Abstract

Associations between hyperkalaemia (HK) and mortality and morbidity in patients with chronic kidney disease (CKD) or heart failure (HF) are well-characterised in the literature. Furthermore, normalising and stabilising serum potassium (K+) may require additional hospital-based care and/or down-titration or discontinuation of renin-angiotensin-aldosterone system inhibitor (RAASi) therapy, consequently increasing hospital length of stay (LOS). This study aimed to quantify the impact of HK management on patient LOS. A lifetime patient-level simulation modelled disease progression via New York Heart Association (NYHA) class or estimated glomerular filtration rate (eGFR) in HF and CKD patients respectively; and related K+ to patient outcomes. Two hypothetical scenarios were evaluated: sustained normokalaemia (NK) versus NK with the possibility of HK. Hospital LOS required to normalise K+ was varied as per published literature (2–6 days), with an additional 0–5 days assumed for RAASi dose adjustments.

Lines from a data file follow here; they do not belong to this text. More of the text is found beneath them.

PR #383, opened 2025-04-01
#380 Portuguese translation for MultiTrickSelectInternal.vue

### LINKED ISSUE #380: Translate MultiTrickSelect component to Portuguese
#378 introduced the new MultiTrickSelect component (`src/components/ui/customForm/MultiTrickSelect` and `src/components/ui/customForm/MultiTrickSelectInternal`). As you can see, it is comprised of two files / components. The relevant one for translation is the "Interal" one.

I designed it in English and translated it into Spanish and French. The translation into Portuguese is still missing.

This should be a fairly small issue as only two fields need to be translated.

Dosbodoke:
Resolves #380


JulianDietzel:
Thanks for the quick translation <3

PR #386, opened 2025-04-13
Parse unknown difficulty levels

bastislack:
In the trick list some tricks have '?' as difficultyLevel. This now gets converted to 'tbd' and stored in the trick objects.

### DIFF
--- a/scripts/fetchFromSheet.ts
+++ b/scripts/fetchFromSheet.ts
@@ -196,7 +196,7 @@ const trickObjects = trickRawObjects.map((csvTrick) =>
       .map((e) => e.trim())
       .filter(Boolean),
     videos: videoLookup['trick-' + csvTrick.id],
-    difficultyLevel: Number(csvTrick.difficultyLevel),
+    difficultyLevel: csvTrick.level === '?' ? 'tbd' : Number(csvTrick.level),
     showInSearchQueries: csvTrick.showInSearchQueries === 'TRUE',
     dateAddedEpoch: new Date(csvTrick.dateAddedIso8601).getTime(),
     yearEstablished: csvTrick.yearEstablished ? Number(csvTrick.yearEstablished) : undefined,
--- a/scripts/fetchFromSheet.ts
+++ b/scripts/fetchFromSheet.ts
@@ -196,7 +196,7 @@ const trickObjects = trickRawObjects.map((csvTrick) =>
       .map((e) => e.trim())
       .filter(Boolean),
     videos: videoLookup['trick-' + csvTrick.id],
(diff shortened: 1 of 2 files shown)


bastislack:
Closes #266.

scripts/fetchFromSheet.ts
```diff
@@ -196,7 +196,7 @@ const trickObjects = trickRawObjects.map((csvTrick) =>
       .map((e) => e.trim())
       .filter(Boolean),
     videos: videoLookup['trick-' + csvTrick.id],
-    difficultyLevel: Number(csvTrick.difficultyLevel),
+    difficultyLevel: csvTrick.level === '?' ? 'tbd' : Number(csvTrick.level),
```
JulianDietzel: I'd suggest instead of starting to mix numbers and strings, we solve this by having the "To be Determined" state be represented by `undefined`. This would make handling the the case easier (Consider for example that the `trick.difficultyLevel ?? ...` syntax of javascript could be used with this way of doing it). I'd therefore suggest changing `'tbd'` to `undefined` in this line.

src/lib/database/schemas/Version1Schema.ts
```diff
@@ -53,7 +53,7 @@ export const DbTricksTableZod = z.object({
   alias: z.string().nonempty().optional(),
   startPosition: DbPositionZod,
   endPosition: DbPositionZod,
-  difficultyLevel: z.number().int().min(0).optional(),
+  difficultyLevel: z.union([z.number().int().min(0), z.literal("tbd")]).optional(),
```
JulianDietzel: As a follow up to the previous comment:

If we go with the option of `undefined` = To Be Determined, then we don't need any changes here at all, since the `.optional()` in the end already allows us to pass in `undefined`.

JulianDietzel (commented):
Firstly thanks for the PR <3.

I'd suggest using `undefined` instead of the string literal "tbd". See the other comments for more context.

Something I have not addressed in the other comments is that in the few cases I have come across having to use the To Be Determined state when writing the frontent, I have made the assumption that `undefined` = To Be Determined. So some components already expect this logic (for example the difficulty label on the Trick Detail page). If we want to move away from this logic / assumption / way of doing it we need to consider that more components need to be updated.

But before we get into that, let me know what you think of my suggestion and if you still feel like we should go with the mix of the string literal and number type.

scripts/fetchFromSheet.ts
bastislack: Totally makes sense :) Just changed it.

JulianDietzel:
There are still other errors with the import script so I wasn't able to test if this works correctly in all cases. I'll therefore merge this PR and then address the other issues in a followup PR.

PR #403, opened 2025-09-11
feat: initially load current state of official tricks

JulianDietzel:
Importer via the fetchFromSheets.ts script.


JulianDietzel:
Siiick. Getting a whole lot closer. Only one left :D

bastislack (approved):

JulianDietzel:
The one trick yml failing might point to a more general issue. I don't know if this is the issue yet but the description of Trick 243 contains a colon which is also used in yml syntax. Maybe thats the issue?

bastislack:
:)

PR #412, opened 2025-09-28
Loop youtube videos

### LINKED ISSUE #398: Loop YouTube videos
Currently YouTube videos with start and end time are not looped by default

bastislack:
YouTube videos are now looping automatically.

I was thinking about removing the `Duration` component, as now I don't see any value in it, what do you think?

Closes #398


JulianDietzel:
Awesome! It works again. Thanks :)

On removing the `Duration` component: I don't think we want to remove the component completely. We might consider not showing it on YouTube videos as the are now "cut" to the length specified as the duration. But for Instagram videos or video links which are neither YouTube nor Instagram videos it is still very handy to display the start and end times as numbers (see my [comment under the Instagram PR](https://github.com/bastislack/highline-freestyle/pull/414#discussion_r2395685417) for a little more info)

As for if we want to keep the duration displayed as a start and end time on YouTube videos: I don't care all that much either way. If you have a clear preference one way or the other we can just do it that way. I think the only but real benefit to removing it would be to remove visual clutter.

.eslintrc.cjs
```diff
@@ -39,5 +39,8 @@ module.exports = {
     // vue/multi-word-component-names is disabled as it doesn't make much sense in our opinion.
     // "Navbar" for example is descriptive as-is and doesnt require another word.
     "vue/multi-word-component-names": "off"
+  },
+  globals: {
+    YT: "readonly"
```
JulianDietzel, line 44: Don't know 100% what is going on here. But if you are, then it's fine.

JulianDietzel (approved):
Awesome! It works again. Thanks :)

On removing the `Duration` component: I don't think we want to remove the component completely. We might consider not showing it on YouTube videos as the are now "cut" to the length specified as the duration. But for Instagram videos or video links which are neither YouTube nor Instagram videos it is still very handy to display the start and end times as numbers (see my [comment under the Instagram PR](https://github.com/bastislack/highline-freestyle/pull/414#discussion_r2395685417) for a little more info)

As for if we want to keep the duration displayed as a start and end time on YouTube videos: I don't care all that much either way. If you have a clear preference one way or the other we can just do it that way. I think the only but real benefit to removing it would be to remove visual clutter.

.eslintrc.cjs
bastislack: The problem was that eslint kept telling me that "YT is not defined", even though it clearly worked and I was getting all the autocompletion I could hope for. I tried many things and this was the only thing that fixed it ;)

bastislack:
Since we don't need the Duration on the IG videos (see my comment there) and here it basically only shows redundant information (and currently there are no other video-platforms we support), I'm tempted to remove it completely (and when we need it in the future, it's as easy as reverting that commit). Let me know what you think!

Published costs for an inpatient day (UK, 2017) were applied to LOS and discounted at 3.5% annually. In CKD and HF patients (aged 65 years; eGFR 50 mL/min/1.73m2 or NYHA II) with NK and the possibility of HK, 4.3 and 1.7 HK events (defined as K+ >5.5 mmol/L) were predicted per patient over a lifetime, respectively. Relative to sustained NK, the incidence of HK required an additional LOS of 8.5–25.6 and 3.5–10.5 days in CKD and HF patients; and necessitated RAASi dose adjustments on 1.6 and 1.1 occasions, respectively. Taken together, incremental LOS associated with HK ranged from 8.5–33.6 and 3.5–16.0 days in CKD and HF patients; corresponding to incremental costs of £5,333–£21,271 and £2,290–£10,591, respectively. HK was estimated to increase hospital LOS and associated costs in patients with CKD or HF. Increased healthcare resource utilisation may be alleviated by efficient K+ management strategies to avoid HK and consequent RAASi dose adjustments.